The estimate of the population mean of medv = 22.532

(b) Provide an estimate of the standard error of µˆ. Interpret this result. Hint: We can compute the standard error of the sample mean by dividing the sample standard deviation by the square root of the number of observations.

formula for this calculation is SE(mu) =s.mean/sq.root(n)

se_mu_hat <- sd(Boston$medv) / sqrt(nrow(Boston))
se_mu_hat
## [1] 0.4088611

estimate of standard error mu hat = 0.4088611 . It tells us how much the sample mean (22.53) would vary if we were to take many repeated random samples of the same size from the Boston population.

(c) Now estimate the standard error of µˆ using the bootstrap. How does this compare to your answer from (b)?
boot.fn.mean <- function(data, index) {
  return(mean(data[index]))
}

set.seed(1)
boot_mean <- boot(Boston$medv, statistic = boot.fn.mean, R = 1000)
boot_mean
## 
## ORDINARY NONPARAMETRIC BOOTSTRAP
## 
## 
## Call:
## boot(data = Boston$medv, statistic = boot.fn.mean, R = 1000)
## 
## 
## Bootstrap Statistics :
##     original      bias    std. error
## t1* 22.53281 0.007650791   0.4106622
boot_se_mu_hat <- sd(boot_mean$t)
boot_se_mu_hat
## [1] 0.4106622

Theoretical s.e= 0.4088611 and bootstrap s.e= 0.4106622. Both are very close which says sampling distribution of sample mean is normal.
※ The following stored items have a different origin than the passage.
PR #707, opened 2023-01-03
✨ Add azure.cloudDefender resources

preslavgerchev:
Adds `azure.cloudDefender` resource:
```
// Azure Microsoft Cloud Defender
azure.cloudDefender {
  // indicates if the monitoring agent will be automatically provisioned on new VMs
  monitoringAgentAutoProvision() bool
  // the list of configured security contacts
  securityContacts() []azure.cloudDefender.securityContact
}

// Azure Microsoft Cloud Defender Security Contact 
private azure.cloudDefender.securityContact {
  // the identifier of the security contact
  id string
  // the name of the security contact
  name string
  // the emails that will receive security alerts
  emails []string
  // the alerts notification settings
  alertNotifications dict
  // the notifications by role settings
  notificationsByRole dict
}
```

Note I placed this under `azure.cloudDefender` and not `microsoft.cloudDefender` since Microsoft Cloud Defender supports multiple clouds and this is it's azure-specific settings. Happy to discuss that and change if needed though


chris-rock:
This is only available with the azure resource pack and requires the azure api right? In that case I would stick with the `azure` category

resources/packs/azure/azure_cloud_defender.go
```diff
@@ -0,0 +1,138 @@
...
+	"github.com/Azure/azure-sdk-for-go/sdk/azcore/arm"
+	"github.com/Azure/azure-sdk-for-go/sdk/azcore/cloud"
+	"github.com/Azure/azure-sdk-for-go/sdk/azcore/policy"
+	"github.com/Azure/azure-sdk-for-go/sdk/azcore/runtime"
+	security "github.com/Azure/azure-sdk-for-go/sdk/resourcemanager/security/armsecurity"
+	"go.mondoo.com/cnquery/resources/packs/core"
+)
+
+func (a *mqlAzureCloudDefender) id() (string, error) {
+	return "azure.cloudDefender", nil
```
chris-rock, line 22: going forward we need to scope this to a subscription

chris-rock (approved):
Thank you @preslavgerchev

resources/packs/azure/azure_cloud_defender.go
preslavgerchev: Good point. I think currently we do not support multiple subscriptions on the microsoft provider, so I reckon for now it's okay

chris-rock: That will need to change within the next weeks since we need full asset hierarchy for Azure as well.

(d) Based on your bootstrap estimate from (c), provide a 95 % confdence interval for the mean of medv. Compare it to the results obtained using t.test(Boston$medv). Hint: You can approximate a 95 % confdence interval using the formula [ˆµ − 2SE(ˆµ), µˆ + 2SE(ˆµ)].
ci_boot <- c(mu_hat - 2 * boot_se_mu_hat, mu_hat + 2 * boot_se_mu_hat)
ci_boot
## [1] 21.71148 23.35413
t.test(Boston$medv)
## 
##  One Sample t-test
## 
## data:  Boston$medv
## t = 55.111, df = 505, p-value < 2.2e-16
## alternative hypothesis: true mean is not equal to 0
## 95 percent confidence interval:
##  21.72953 23.33608
## sample estimates:
## mean of x 
##  22.53281

Both intervals are very similar, centered around the same mean 22.53. The bootstrap CI is: Slightly wider, due to using an approximate method and not assuming normality. Still almost similiar to the t-distribution result. This shows that bootstrapping provides a reliable and flexible alternative to analytical methods, especially when distributional assumptions are questionable.
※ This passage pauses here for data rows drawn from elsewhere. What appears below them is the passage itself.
PR #709, opened 2023-01-03
Make letha the codeowner on the LR files

tas50:
This way we get reviews on potential docs changes before they make it into the docs. This reduces followup PRs and wasted effort.

### DIFF
--- a/.github/CODEOWNERS
+++ b/.github/CODEOWNERS
@@ -1,4 +1,6 @@
 ### mondoohq/cnquery CODEOWNERS
 
-# All resource updates require editorial review by Docs Editor Letha with backup of Tim
-*.lr @misterpantz @tas50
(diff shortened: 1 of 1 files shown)


.github/CODEOWNERS
```diff
@@ -0,0 +1,4 @@
+### mondoohq/docs CODEOWNERS
+
+# All resource updates require editorial review by Docs Editor Letha
+*.lr letha@mondoo.com
```
chris-rock: We need to define a deputy in case Letha is not available

tas50: I can do that if she's not around

benr:
Updated to use a Github Team after discussion with @chris-rock.  This will be non-enforced and thus only a recommendation for review, not a requirement.

chris-rock (approved):
Thank you @benr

(e) Based on this data set, provide an estimate, µˆmed, for the median value of medv in the population.
mu_hat_med <- median(Boston$medv)
mu_hat_med
## [1] 21.2

Median value of medv is 21.2.

(f) We now would like to estimate the standard error of µˆmed. Unfortunately, there is no simple formula for computing the standard error of the median. Instead, estimate the standard error of the median using the bootstrap. Comment on your fndings.
boot.fn.med <- function(data, index) {
  return(median(data[index]))
}

set.seed(1)
boot_med <- boot(Boston$medv, statistic = boot.fn.med, R = 1000)
boot_se_med <- sd(boot_med$t)
boot_se_med
## [1] 0.3778075

Median using the bootstrap is 0.377 which is slighly higher than the estimate. This tells us how much the median medv value would fluctuate across repeated samples from the population.

(g) Based on this data set, provide an estimate for the tenth percentile of medv in Boston census tracts. Call this quantity µˆ0.1. (You can use the quantile() function.)
mu_hat_0.1 <- quantile(Boston$medv, 0.1)
mu_hat_0.1
##   10% 
## 12.75

The 10th percentile is a measure of the lower tail of the distribution. It shows the median home value i.e., 1275 below which 10% of Boston neighborhoods fall.

(h) Use the bootstrap to estimate the standard error of µˆ0.1. Comment on your fndings.
boot.fn.q10 <- function(data, index) {
  return(quantile(data[index], 0.1))
}

set.seed(1)
boot_q10 <- boot(Boston$medv, statistic = boot.fn.q10, R = 1000)
boot_se_q10 <- sd(boot_q10$t)
boot_se_q10
## [1] 0.4767526

The standard error is relatively larger than that of the mean (0.41) and median (0.38). This makes sense because quantiles near the tails, like the 10th percentile, tend to be more sensitive to variability and outliers. This S.E. tells us that if we repeatedly sampled from the population, the 10th percentile of medv would vary by roughly 0.48 on average.